## ACTION ITEM
All that is needed is every record, duplicated exactly.

## Items from a data source
= Beginning of Section =

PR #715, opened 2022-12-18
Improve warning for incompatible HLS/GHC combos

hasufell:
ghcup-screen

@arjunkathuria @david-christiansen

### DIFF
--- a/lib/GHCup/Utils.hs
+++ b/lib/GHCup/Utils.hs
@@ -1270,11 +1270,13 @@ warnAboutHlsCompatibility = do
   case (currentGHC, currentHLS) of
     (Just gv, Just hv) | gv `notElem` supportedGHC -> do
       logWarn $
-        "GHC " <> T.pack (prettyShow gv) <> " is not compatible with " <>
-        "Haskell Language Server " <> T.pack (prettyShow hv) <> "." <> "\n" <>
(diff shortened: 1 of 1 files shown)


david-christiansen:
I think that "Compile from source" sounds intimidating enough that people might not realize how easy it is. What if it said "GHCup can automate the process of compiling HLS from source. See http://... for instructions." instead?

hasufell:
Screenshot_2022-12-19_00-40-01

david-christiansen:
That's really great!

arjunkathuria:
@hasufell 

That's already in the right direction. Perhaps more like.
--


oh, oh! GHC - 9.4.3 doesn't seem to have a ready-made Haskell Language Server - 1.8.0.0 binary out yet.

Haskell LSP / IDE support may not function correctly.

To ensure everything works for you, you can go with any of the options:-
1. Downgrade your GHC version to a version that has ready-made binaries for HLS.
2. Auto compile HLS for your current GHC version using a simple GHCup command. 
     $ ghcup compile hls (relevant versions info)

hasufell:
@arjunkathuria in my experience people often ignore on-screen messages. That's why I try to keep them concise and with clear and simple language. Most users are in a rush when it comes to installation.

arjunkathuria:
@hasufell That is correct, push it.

= End of Section =

## PROBLEM SOLUTION
PR #715, opened 2022-12-18
Improve warning for incompatible HLS/GHC combos

hasufell:
ghcup-screen

@arjunkathuria @david-christiansen

### DIFF
--- a/lib/GHCup/Utils.hs
+++ b/lib/GHCup/Utils.hs
@@ -1270,11 +1270,13 @@ warnAboutHlsCompatibility = do
   case (currentGHC, currentHLS) of
     (Just gv, Just hv) | gv `notElem` supportedGHC -> do
       logWarn $
-        "GHC " <> T.pack (prettyShow gv) <> " is not compatible with " <>
-        "Haskell Language Server " <> T.pack (prettyShow hv) <> "." <> "\n" <>
(diff shortened: 1 of 1 files shown)


david-christiansen:
I think that "Compile from source" sounds intimidating enough that people might not realize how easy it is. What if it said "GHCup can automate the process of compiling HLS from source. See http://... for instructions." instead?

hasufell:
Screenshot_2022-12-19_00-40-01

david-christiansen:
That's really great!

arjunkathuria:
@hasufell 

That's already in the right direction. Perhaps more like.
--


oh, oh! GHC - 9.4.3 doesn't seem to have a ready-made Haskell Language Server - 1.8.0.0 binary out yet.

Haskell LSP / IDE support may not function correctly.

To ensure everything works for you, you can go with any of the options:-
1. Downgrade your GHC version to a version that has ready-made binaries for HLS.
2. Auto compile HLS for your current GHC version using a simple GHCup command. 
     $ ghcup compile hls (relevant versions info)

hasufell:
@arjunkathuria in my experience people often ignore on-screen messages. That's why I try to keep them concise and with clear and simple language. Most users are in a rush when it comes to installation.

arjunkathuria:
@hasufell That is correct, push it.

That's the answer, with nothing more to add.